■ What is expected: Copy exactly, please, the line that has "leastbad: Uhh! Since" in it along with every line after it to the end of the listing.

■ Data supplied:
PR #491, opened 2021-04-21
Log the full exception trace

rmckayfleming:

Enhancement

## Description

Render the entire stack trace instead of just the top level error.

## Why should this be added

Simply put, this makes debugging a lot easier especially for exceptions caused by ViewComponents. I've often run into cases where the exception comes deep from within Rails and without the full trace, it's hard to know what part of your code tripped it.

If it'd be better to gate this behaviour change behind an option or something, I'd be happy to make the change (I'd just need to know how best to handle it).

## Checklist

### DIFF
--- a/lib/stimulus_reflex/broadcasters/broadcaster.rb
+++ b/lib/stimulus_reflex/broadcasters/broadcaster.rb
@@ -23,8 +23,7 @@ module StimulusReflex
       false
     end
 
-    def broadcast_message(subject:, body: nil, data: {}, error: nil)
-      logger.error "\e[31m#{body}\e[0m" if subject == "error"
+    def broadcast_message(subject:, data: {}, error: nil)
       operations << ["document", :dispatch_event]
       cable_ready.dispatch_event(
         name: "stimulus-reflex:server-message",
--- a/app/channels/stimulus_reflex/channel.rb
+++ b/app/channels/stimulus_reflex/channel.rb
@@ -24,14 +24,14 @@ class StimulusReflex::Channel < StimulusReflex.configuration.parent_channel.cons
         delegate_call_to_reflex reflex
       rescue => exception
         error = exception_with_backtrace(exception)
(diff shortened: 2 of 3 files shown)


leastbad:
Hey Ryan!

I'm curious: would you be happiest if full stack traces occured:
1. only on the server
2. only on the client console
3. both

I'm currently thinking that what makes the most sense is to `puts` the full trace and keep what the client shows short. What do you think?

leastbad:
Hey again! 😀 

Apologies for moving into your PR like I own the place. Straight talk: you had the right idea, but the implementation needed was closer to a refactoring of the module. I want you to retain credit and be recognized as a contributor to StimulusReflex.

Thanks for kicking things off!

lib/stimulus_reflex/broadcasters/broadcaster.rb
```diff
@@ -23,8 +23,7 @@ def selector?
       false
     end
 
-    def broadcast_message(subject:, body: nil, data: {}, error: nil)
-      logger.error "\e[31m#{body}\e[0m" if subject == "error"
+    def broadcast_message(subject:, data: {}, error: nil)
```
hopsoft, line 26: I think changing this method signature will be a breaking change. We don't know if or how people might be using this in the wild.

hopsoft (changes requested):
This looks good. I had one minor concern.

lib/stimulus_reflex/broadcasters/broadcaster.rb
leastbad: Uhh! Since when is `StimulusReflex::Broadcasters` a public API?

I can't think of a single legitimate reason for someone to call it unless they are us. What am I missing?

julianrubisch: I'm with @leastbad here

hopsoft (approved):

■ Solution for this problem:
leastbad: Uhh! Since when is `StimulusReflex::Broadcasters` a public API?

I can't think of a single legitimate reason for someone to call it unless they are us. What am I missing?

julianrubisch: I'm with @leastbad here

hopsoft (approved):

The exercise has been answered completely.